House prices are a major issue threatening the right to housing in many cities today, increasing homelessness, debt, and rupturing communities. In the UK, the problem is closely tied to the housing market, increased buy-to-lets, and big commercial developers failing to build enough social housing. Nationally, 250,000 people are homeless, and Londoners spend on average 70% of their income on rent and bills. The number of people made homeless after failing to pay rent trebled from 2010-2016.
Tax avoidance provides another example. Avoidance of corporation tax costs the EU alone €60bn per year, and the equivalent of 10% of global GDP is held offshore by rich individuals. The research priorities of medical research firms, and market-driven prices of drugs, also have potentially serious rights impacts.
Such issues are generally not considered human rights violations. They are permitted, market-driven decisions, which may only present human rights issues when performed en masse. One automated garment factory is no problem, the sudden automation of them all would be catastrophic. Concurrently, automation, as well as industrialized food production, has enormous positive potential, and it would be highly regressive to label it a prima facie violation.
These problems nonetheless produce a multitude of victims: those dying because medication is too expensive; those in states whose health and education budgets are dwarfed by domestic corporate tax avoidance; those driven from their homes by market forces; those of the post-automation ‘useless class’; and those whose right to food depends on capricious investment choices. Remedial options focusing on paradigmatic violations cannot address these problems, no matter how egregious the harm.

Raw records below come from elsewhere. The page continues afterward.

PR #4039, opened 2021-11-18
plugins/logs: allow for using service AND custom plugin

### LINKED ISSUE #4013: Improve decision logger to support plugins concurrently with console and HTTP logging
Currently, the decision log plugin supports three modes:

1. Console logging
2. Async HTTP logging
3. Custom plugins

(1) and (2) can be used together and so can (1) and (3) but (2) and (3) cannot. We should update the decision logger so that (2) and (3) are not mutually exclusive.

srenatus:
Now any subset of service, plugin, console logger should be usable.

Fixes #4013.

### DIFF
--- a/docs/content/management-decision-logs.md
+++ b/docs/content/management-decision-logs.md
@@ -4,10 +4,11 @@ kind: management
 weight: 3
 ---
 
-OPA can periodically report decision logs to remote HTTP servers. The decision
-logs contain events that describe policy queries. Each event includes the policy
-that was queried, the input to the query, bundle metadata, and other information
-that enables auditing and offline debugging of policy decisions.
+OPA can periodically report decision logs to remote HTTP servers, using custom
+plugins, or to the console output; or any combination thereof.
+The decision logs contain events that describe policy queries. Each event includes
+the policy that was queried, the input to the query, bundle metadata, and other
+information that enables auditing and offline debugging of policy decisions.
 
 When decision logging is enabled the OPA server will include a `decision_id`
 field in API calls that return policy decisions.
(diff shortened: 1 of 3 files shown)


plugins/logs/plugin.go
```diff
@@ -583,12 +594,6 @@ func (p *Plugin) Log(ctx context.Context, decision *server.Info) error {
 		return proxy.Log(ctx, event)
```
srenatus, line 594: Kept this for backwards-compatibility: If the plugin fails, the `Log()` call fails.

plugins/logs/plugin.go
```diff
@@ -575,6 +580,12 @@ func (p *Plugin) Log(ctx context.Context, decision *server.Info) error {
 		}
 	}
 
+	if p.config.Service != "" {
+		p.mtx.Lock()
+		defer p.mtx.Unlock()
```
tsandall, line 585: nit: I think we should unlock before calling into the plugin. Otherwise, we're effectively serializing plugin execution.

tsandall (dismissed):
LGTM modulo locking change.

ashutosh-narkar:
It would be useful to add a small note about this in the decision log docs.

docs/content/management-decision-logs.md
```diff
@@ -4,10 +4,11 @@ kind: management
...
 
-OPA can periodically report decision logs to remote HTTP servers. The decision
-logs contain events that describe policy queries. Each event includes the policy
-that was queried, the input to the query, bundle metadata, and other information
-that enables auditing and offline debugging of policy decisions.
+OPA can periodically report decision logs to remote HTTP servers, using custom
+plugins, or to the console output; or any combination thereof.
+The decision logs contain events that describe policy queries. Each event includes
+the policy that was queried, the input to the query, bundle metadata, and other
+information that enables auditing and offline debugging of policy decisions.
```
srenatus, line 11: @ashutosh-narkar is that what you had in mind? I haven't found any mention of the previous restrictions that would now be gone, so I figured to just put it here 🤔

ashutosh-narkar: This look good. Thanks!

PR #4042, opened 2021-11-20
.github: Add stale bot to mark issues & PRs after a period of inactivity

ashutosh-narkar:

### DIFF
--- a/.github/stale.yml
+++ b/.github/stale.yml
@@ -1,0 +1,60 @@
+# Configuration for probot-stale - https://github.com/probot/stale
+
+# Number of days of inactivity before an Issue or Pull Request becomes stale
+daysUntilStale: 30
+
+# Number of days of inactivity before an Issue or Pull Request with the stale label is closed.
+# Set to false to disable. If disabled, issues still need to be closed manually, but will remain marked as stale.
+# daysUntilClose: 7
+daysUntilClose: false
+
+# Only issues or pull requests with all of these labels are check if stale. Defaults to `[]` (disabled)
+onlyLabels: []
+
+# Issues or Pull Requests with these labels will never be considered stale. Set to `[]` to disable
+# exemptLabels:
+# - security
+# - "[Status] Maybe Later"
+exemptLabels: []
+
+# Set to true to ignore issues in a project (defaults to false)
+exemptProjects: true
+
+# Set to true to ignore issues in a milestone (defaults to false)
+exemptMilestones: false
+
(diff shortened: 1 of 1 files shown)


.github/stale.yml
```diff
@@ -0,0 +1,60 @@
...
+# Only issues or pull requests with all of these labels are check if stale. Defaults to `[]` (disabled)
+onlyLabels: []
+
+# Issues or Pull Requests with these labels will never be considered stale. Set to `[]` to disable
+# exemptLabels:
+# - security
+# - "[Status] Maybe Later"
+exemptLabels: []
+
+# Set to true to ignore issues in a project (defaults to false)
```
srenatus, line 20: Would this not be useful? We're having the OPA board as a project I think 🤔

.github/stale.yml
```diff
@@ -0,0 +1,60 @@
...
+# Set to true to ignore issues with an assignee (defaults to false)
+exemptAssignees: false
+
+# Label to use when marking as stale
+staleLabel: inactive
+
+# Comment to post when marking as stale. Set to `false` to disable
+markComment: >
+  This issue has been automatically marked as inactive because it has not had
+  recent activity.
```
srenatus, line 35: We could include the daysUntilStale here, maybe
```suggestion
  any activity in the last 30 days.
```

.github/stale.yml
```diff
@@ -0,0 +1,60 @@
...
+# Limit the number of actions per hour, from 1-30. Default is 30
+limitPerRun: 30
+
+# Limit to only `issues` or `pulls`
+# only: issues
+
+# Optionally, specify configuration settings that are specific to just 'issues' or 'pulls':
+# pulls:
+   #daysUntilStale: 30
+   markComment: >
```
srenatus, line 54: This isn't nested below `pulls:`, because the latter is commented out. It confuses me, I don't know if it'll also confuse the bot...

srenatus (approved):
Just nitpicks. Let's give this a try 👍

.github/stale.yml
ashutosh-narkar: We should set this to `true` since we actively monitor the board ?

.github/stale.yml
ashutosh-narkar: Updated.

.github/stale.yml
ashutosh-narkar: Good catch. Also updated the comment message to include daysUntilStale.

The UN Guiding Principles on Business and Human Rights appear to leave room to deal with such issues. They do not mention violations, instead adopting the term ‘impacts’. Principle 22 states: ‘Where business enterprises identify that they have caused or contributed to adverse impacts, they should provide for or cooperate in their remediation’. This at least allows normative pressure to be placed on corporations to consider the full range of human rights impacts that their business choices will have. Human rights due diligence (which in practice prioritizes legal and reputational risk) should include discussion with stakeholders around such impacts, and operational-level grievance mechanisms could provide a channel for complaints.
A right without a remedy is no right at all, yet rights to work, food, health, housing and living standards are increasingly prey to market decisions for which remedy is frequently unavailable. Directly rights-violative acts may be more normatively powerful and therefore an entirely understandable focus at this still nascent stage of BHR. Nonetheless, if the movement seeks to humanize business in a holistic sense, we may need to go beyond relational violations, and look more closely at the full range of human rights impacts presented by corporations.
David Birchall is a PhD Candidate at City University of Hong Kong, and Fellow of the Business and Human Rights Journal.
Thanks for sharing this quite intriguing perspective.
Once I attended the workshop on BHR, one participant from Myanmar asked a question about job-losing of those collecting fare on a bus after its automation. At that time, we considered it only as a ‘pure’ legal issue under contract law as we thought it might be hard to apply UNGPs, but what you pointed out refreshes my idea. This should be linked to the approach to SDGs as well I believe.